Atherosclerotic plaques undergo both progressive and regressive changes, which affect their size and stability. Our gene set expression analysis showed that Chlamydia pneumoniae treatment upregulated the PPAR pathway while Porphyromonas gingivalis treatment downregulated this pathway and thus may indicate a role for Chlamydia pneumoniae in regression and stability of early lesions, while Porphyromonas gingivalis may inhibit plaque regression.
These findings, which currently appear in BMC Genomics, suggest that future therapies for this disease may need to be individualized.

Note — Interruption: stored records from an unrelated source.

PR #657, opened 2023-10-03
fix: hsb precision opacity

### LINKED ISSUE #655: Inadequate HSB Precision Causes RGB Values to Change When Adjusting Opacity
**Issue Summary**:
Adjusting the opacity of a selected color in SceneBuilder results in an unintended change in its RGB values. This is likely due to the inadequate precision of the HSB color representation used.

### Expected Behavior

When adjusting the opacity of a selected color, only the alpha (transparency) value should change; the RGB values should remain consistent.

### Current Behavior

After selecting a color and then adjusting its opacity, the RGB values of the color shift. This is probably due to converting the color from an HSB representation with inadequate precision.

### Proposed Solutions
1. Increasing the precision of the HSB color representation by one decimal point can provide accurate results for the majority of cases.
2. If the precision is increased by two decimal points, it will allow for accurate restoration of the vast majority of colors.

### Steps to Reproduce

1. Select a color in the SceneBuilder's ColorPicker.
2. Adjust the opacity of the selected color.
3. Observe a change in the RGB values, even though only the opacity was modified.

### Your Environment

- SceneBuilder version: (8),20,21
- Operating System: Windows 10
- Java version:  (8),20,21

### Screenshots

rbg_changed

leewyatt:
**PR Summary**:
This PR addresses the issue where adjusting the opacity of a selected color in SceneBuilder results in unintended changes in its RGB values. This is due to inadequate precision of the HSB color representation.

### Issue

Fixes #655 

### Progress


abhinayagarwal:
The representation of these properties is in Integer to the users of Scene Builder. I am not sure if converting it to double is the best solution.

leewyatt:
@abhinayagarwal Thank you for your insightful feedback regarding the PR. I understand your concerns about changing the data representation from Integer to Double for the color properties in Scene Builder, and how this might not align with the user experience and the current UI design.

I respect your perspective and agree that maintaining consistency and user friendliness is crucial. I’m open to discussing this further or exploring alternative approaches that could address the opacity adjustment issue without altering the core data types presented to the users.

Given your feedback, I suggest we could close this PR for now. I am more than willing to work on refining the solution based on our discussion and any additional guidance you might have.

PR #658, opened 2023-10-18
fix: logging file creation from jars and package

### LINKED ISSUE #661: Logging is failing
This bug was introduced in 2021 via https://github.com/gluonhq/scenebuilder/pull/371. The approach (setting a file property) did not work, as the JDK's LogManager failed to find the file -- inside a jar -- and silently fails (frustratingly), resulting in no logging config at all.

### Expected Behavior

Log files should be created

### Current Behavior

Log files are not created while running from jar and packages

### Steps to Reproduce

Install and run the latest Scene Builder package

### Your Environment

Version 21.0.0-SNAPSHOT
JavaFX Version: 21
Java Version: 21, OpenJDK Runtime Environment

credmond:
Fixed logging file, which previously only worked from an IDE / local run outside of a JAR. This bug was introduced in 2021; https://github.com/gluonhq/scenebuilder/pull/371. The approach (setting a file property) did not work, as the JDK's LogManager failed to find the file -- inside a jar -- and silently fails (frustratingly), resulting in no logging config at all. That is not how that property is intended to be used (an external file is assumed as FileInputStream is used). Another approach that would work is to use java.util.logging.config.class and specify a class (with the job of setting properties). This fix is a shortcut to basically do the same thing.

### Issue
No logging file was created nor logged to.

Fixes #661 

As per commit message.

### Progress

### DIFF
--- a/app/src/main/java/com/oracle/javafx/scenebuilder/app/SceneBuilderApp.java
+++ b/app/src/main/java/com/oracle/javafx/scenebuilder/app/SceneBuilderApp.java
@@ -34,52 +34,32 @@ package com.oracle.javafx.scenebuilder.app;
 
 import com.oracle.javafx.scenebuilder.app.DocumentWindowController.ActionStatus;
 import com.oracle.javafx.scenebuilder.app.about.AboutWindowController;
-import com.oracle.javafx.scenebuilder.kit.preferences.MavenPreferences;
-import com.oracle.javafx.scenebuilder.kit.ResourceUtils;
-import com.oracle.javafx.scenebuilder.kit.ToolTheme;
-import com.oracle.javafx.scenebuilder.kit.alert.ImportingGluonControlsAlert;
-import com.oracle.javafx.scenebuilder.kit.alert.SBAlert;
 import com.oracle.javafx.scenebuilder.app.i18n.I18N;
 import com.oracle.javafx.scenebuilder.app.menubar.MenuBarController;
 import com.oracle.javafx.scenebuilder.app.preferences.PreferencesController;
 import com.oracle.javafx.scenebuilder.app.preferences.PreferencesRecordGlobal;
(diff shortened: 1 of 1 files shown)


abhinayagarwal:
I have tested the fix against source, jar and dmg package. It runs under all conditions.

abhinayagarwal (dismissed):

app/src/main/java/com/oracle/javafx/scenebuilder/app/SceneBuilderApp.java
```diff
@@ -124,7 +119,12 @@ public enum ApplicationControlAction {
     private final BooleanBinding startupTasksFinished = Bindings.isEmpty(startupTasks);
 
     static {
-        System.setProperty("java.util.logging.config.file", SceneBuilderApp.class.getResource("/logging.properties").getPath());
+        try {
+            // Reads logging property file from local runs, or embedded in a JAR
+            LogManager.getLogManager().readConfiguration(SceneBuilderApp.class.getResourceAsStream("/logging.properties"));
+        } catch (IOException e) {
+            throw new RuntimeException(e);
```
abhinayagarwal, line 126: Can we add a message in the runtime exception?

> Unable to load configuration file logging.properties

credmond:
> I have tested the fix against source, jar and dmg package. It runs under all conditions.

Thank you!

app/src/main/java/com/oracle/javafx/scenebuilder/app/SceneBuilderApp.java
credmond: Done there now with a second commit.

credmond:
Sorry, I renamed the title after you renamed it (I didn't realise -- I thought it was my original), I put it back to your version... :)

MedicalResearch: What recommendations do you have for future research as a result of this study?
Dr. Genco: We are working on developing a model of atherosclerotic plaque regression to test our hypotheses that these two pathogens can have different effects on the regression of vascular plaque. Furthermore, we are interested in testing interventions that alter the PPAR pathway, such as Rosiglitazone, a PPAR agonist that is used clinically to improve insulin sensitivity. Loss of insulin sensitivity is often observed in patients with obesity, which is a contributing factor to the development of atherosclerosis. On a basic science level, we are currently directing our areas of investigation to study the effect of different atherogenic stimuli on systemic innate and adaptive immune responses.